• [ASSIGNMENT]: Which lines below mention "more"? Pick each one out.
(INFORMATION GIVEN begins)
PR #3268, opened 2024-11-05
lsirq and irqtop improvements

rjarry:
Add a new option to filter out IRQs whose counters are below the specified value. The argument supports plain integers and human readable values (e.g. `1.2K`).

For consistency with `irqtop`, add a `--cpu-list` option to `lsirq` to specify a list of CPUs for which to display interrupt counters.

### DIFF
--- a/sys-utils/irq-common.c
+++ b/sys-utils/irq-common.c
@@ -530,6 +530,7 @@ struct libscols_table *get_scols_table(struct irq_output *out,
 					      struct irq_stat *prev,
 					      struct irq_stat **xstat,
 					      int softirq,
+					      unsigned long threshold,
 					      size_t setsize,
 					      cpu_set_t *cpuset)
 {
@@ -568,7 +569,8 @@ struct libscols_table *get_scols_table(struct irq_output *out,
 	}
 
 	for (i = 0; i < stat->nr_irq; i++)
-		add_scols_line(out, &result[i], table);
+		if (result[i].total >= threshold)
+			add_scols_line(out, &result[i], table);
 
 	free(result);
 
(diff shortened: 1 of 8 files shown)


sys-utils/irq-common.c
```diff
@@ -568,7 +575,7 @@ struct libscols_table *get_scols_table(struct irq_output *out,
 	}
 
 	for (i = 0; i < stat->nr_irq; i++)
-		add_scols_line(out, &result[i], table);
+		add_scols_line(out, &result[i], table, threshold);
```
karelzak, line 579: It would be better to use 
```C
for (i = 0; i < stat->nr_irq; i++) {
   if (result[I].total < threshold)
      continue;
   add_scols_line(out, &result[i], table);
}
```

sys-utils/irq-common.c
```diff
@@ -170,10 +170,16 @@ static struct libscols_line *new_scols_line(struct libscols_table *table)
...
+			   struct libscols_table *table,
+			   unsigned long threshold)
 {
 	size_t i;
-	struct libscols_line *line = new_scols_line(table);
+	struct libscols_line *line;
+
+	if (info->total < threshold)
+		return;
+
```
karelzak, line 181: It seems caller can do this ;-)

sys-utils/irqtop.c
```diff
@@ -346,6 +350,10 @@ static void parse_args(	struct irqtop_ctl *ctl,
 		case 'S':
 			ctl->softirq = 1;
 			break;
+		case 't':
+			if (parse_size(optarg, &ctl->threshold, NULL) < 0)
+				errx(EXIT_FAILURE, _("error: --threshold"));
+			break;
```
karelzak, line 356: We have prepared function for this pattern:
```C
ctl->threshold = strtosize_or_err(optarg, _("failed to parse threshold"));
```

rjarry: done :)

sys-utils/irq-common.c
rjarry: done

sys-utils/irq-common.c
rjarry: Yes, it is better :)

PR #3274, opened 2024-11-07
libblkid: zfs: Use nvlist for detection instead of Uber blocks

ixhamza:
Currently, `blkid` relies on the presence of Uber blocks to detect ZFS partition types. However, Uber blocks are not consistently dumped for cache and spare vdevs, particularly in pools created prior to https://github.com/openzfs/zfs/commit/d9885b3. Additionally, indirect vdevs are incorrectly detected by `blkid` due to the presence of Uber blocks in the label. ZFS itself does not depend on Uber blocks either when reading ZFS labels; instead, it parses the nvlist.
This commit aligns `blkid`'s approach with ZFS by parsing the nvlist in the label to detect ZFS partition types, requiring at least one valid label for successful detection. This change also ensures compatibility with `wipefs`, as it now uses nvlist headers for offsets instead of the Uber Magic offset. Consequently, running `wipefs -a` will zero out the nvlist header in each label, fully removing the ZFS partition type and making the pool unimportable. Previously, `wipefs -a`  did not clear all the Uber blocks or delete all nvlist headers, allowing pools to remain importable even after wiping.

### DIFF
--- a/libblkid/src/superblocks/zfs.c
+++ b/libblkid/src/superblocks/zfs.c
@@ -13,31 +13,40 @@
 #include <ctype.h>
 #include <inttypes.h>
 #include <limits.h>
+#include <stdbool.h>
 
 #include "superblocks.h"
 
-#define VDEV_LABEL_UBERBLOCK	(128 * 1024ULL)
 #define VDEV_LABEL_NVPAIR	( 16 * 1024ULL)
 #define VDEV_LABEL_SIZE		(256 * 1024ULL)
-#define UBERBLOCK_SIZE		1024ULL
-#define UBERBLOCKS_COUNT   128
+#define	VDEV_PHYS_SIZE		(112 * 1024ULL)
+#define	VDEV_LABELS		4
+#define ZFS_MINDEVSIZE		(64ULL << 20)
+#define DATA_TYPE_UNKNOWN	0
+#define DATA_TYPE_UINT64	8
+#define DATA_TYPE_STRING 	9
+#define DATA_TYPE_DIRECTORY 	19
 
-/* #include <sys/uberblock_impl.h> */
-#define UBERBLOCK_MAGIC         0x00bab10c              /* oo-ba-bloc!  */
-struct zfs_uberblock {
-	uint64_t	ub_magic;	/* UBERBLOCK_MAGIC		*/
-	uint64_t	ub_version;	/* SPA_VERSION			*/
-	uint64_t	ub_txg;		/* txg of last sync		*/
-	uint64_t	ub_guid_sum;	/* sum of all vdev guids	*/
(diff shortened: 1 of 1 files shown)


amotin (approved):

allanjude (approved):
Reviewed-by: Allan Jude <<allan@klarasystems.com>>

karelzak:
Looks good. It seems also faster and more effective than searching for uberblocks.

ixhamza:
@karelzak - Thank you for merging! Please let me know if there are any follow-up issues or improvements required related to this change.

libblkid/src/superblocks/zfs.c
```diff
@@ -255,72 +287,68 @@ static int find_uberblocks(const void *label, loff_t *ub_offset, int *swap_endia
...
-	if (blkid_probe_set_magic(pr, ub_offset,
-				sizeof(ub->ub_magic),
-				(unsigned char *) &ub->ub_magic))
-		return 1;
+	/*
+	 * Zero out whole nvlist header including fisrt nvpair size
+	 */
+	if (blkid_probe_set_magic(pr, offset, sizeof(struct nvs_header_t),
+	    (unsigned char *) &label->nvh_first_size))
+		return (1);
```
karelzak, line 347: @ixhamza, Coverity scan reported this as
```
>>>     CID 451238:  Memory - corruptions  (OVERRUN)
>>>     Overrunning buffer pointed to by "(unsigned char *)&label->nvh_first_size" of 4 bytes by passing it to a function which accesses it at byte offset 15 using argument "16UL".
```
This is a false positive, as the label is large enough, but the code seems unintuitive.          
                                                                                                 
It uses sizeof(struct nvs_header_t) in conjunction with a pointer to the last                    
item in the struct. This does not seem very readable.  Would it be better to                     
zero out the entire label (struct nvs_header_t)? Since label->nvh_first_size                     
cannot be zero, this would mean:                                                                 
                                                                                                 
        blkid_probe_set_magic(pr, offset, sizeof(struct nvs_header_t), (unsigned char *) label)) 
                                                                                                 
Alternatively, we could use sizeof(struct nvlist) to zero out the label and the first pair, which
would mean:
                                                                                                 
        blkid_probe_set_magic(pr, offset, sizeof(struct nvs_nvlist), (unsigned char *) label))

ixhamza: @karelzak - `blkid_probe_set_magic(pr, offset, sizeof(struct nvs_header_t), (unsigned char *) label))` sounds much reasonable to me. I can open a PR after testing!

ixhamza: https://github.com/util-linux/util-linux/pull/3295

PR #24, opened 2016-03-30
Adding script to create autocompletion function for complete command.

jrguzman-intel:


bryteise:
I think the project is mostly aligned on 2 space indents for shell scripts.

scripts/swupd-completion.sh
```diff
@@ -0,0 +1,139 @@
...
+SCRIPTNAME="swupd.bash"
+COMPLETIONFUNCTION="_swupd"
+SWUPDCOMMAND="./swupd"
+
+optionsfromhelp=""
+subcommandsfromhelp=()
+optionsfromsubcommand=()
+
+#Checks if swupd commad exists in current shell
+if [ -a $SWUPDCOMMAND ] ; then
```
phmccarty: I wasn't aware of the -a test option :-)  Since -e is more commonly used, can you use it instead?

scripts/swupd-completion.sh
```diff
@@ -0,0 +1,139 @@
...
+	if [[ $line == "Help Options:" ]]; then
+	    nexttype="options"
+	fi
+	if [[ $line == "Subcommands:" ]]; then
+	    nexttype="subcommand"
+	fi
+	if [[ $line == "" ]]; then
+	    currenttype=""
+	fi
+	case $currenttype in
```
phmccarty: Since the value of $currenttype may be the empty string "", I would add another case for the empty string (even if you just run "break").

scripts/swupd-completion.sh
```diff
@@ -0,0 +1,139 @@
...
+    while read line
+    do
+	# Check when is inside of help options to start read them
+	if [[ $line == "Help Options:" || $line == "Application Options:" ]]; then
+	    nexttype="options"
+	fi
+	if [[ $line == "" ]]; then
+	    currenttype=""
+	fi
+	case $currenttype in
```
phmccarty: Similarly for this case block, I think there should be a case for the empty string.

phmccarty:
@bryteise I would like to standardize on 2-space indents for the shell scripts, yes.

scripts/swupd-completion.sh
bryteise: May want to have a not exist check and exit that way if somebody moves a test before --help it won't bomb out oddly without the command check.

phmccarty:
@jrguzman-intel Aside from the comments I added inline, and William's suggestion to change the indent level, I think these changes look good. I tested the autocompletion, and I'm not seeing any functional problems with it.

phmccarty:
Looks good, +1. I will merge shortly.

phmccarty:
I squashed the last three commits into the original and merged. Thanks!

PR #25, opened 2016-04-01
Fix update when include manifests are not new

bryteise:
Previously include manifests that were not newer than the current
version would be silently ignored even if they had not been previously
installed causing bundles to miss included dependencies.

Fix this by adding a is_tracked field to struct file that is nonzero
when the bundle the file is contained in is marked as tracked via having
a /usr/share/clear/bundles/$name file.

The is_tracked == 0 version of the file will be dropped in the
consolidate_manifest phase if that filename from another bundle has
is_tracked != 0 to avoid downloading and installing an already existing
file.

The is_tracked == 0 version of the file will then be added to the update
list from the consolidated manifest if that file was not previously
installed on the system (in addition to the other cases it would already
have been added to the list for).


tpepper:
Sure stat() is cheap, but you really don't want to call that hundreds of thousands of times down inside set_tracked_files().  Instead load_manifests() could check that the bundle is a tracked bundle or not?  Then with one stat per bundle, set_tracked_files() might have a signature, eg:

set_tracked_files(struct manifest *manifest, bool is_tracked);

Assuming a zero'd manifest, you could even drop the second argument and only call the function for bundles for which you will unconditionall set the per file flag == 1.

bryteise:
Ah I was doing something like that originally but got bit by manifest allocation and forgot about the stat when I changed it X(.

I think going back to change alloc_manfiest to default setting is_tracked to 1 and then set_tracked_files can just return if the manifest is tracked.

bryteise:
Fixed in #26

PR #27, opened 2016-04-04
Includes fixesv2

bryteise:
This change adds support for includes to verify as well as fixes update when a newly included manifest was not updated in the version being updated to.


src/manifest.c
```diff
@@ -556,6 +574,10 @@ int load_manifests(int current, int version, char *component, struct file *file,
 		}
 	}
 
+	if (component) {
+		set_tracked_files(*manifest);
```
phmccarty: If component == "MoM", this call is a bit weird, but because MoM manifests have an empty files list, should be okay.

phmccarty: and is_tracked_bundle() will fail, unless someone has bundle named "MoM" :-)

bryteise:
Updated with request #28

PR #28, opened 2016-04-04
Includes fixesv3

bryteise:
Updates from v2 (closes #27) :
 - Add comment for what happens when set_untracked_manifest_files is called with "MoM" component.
(INFORMATION GIVEN ends)
• [RESPONSE TO THE TASK]:
Looks good. It seems also faster and more effective than searching for uberblocks.
phmccarty: I wasn't aware of the -a test option :-)  Since -e is more commonly used, can you use it instead?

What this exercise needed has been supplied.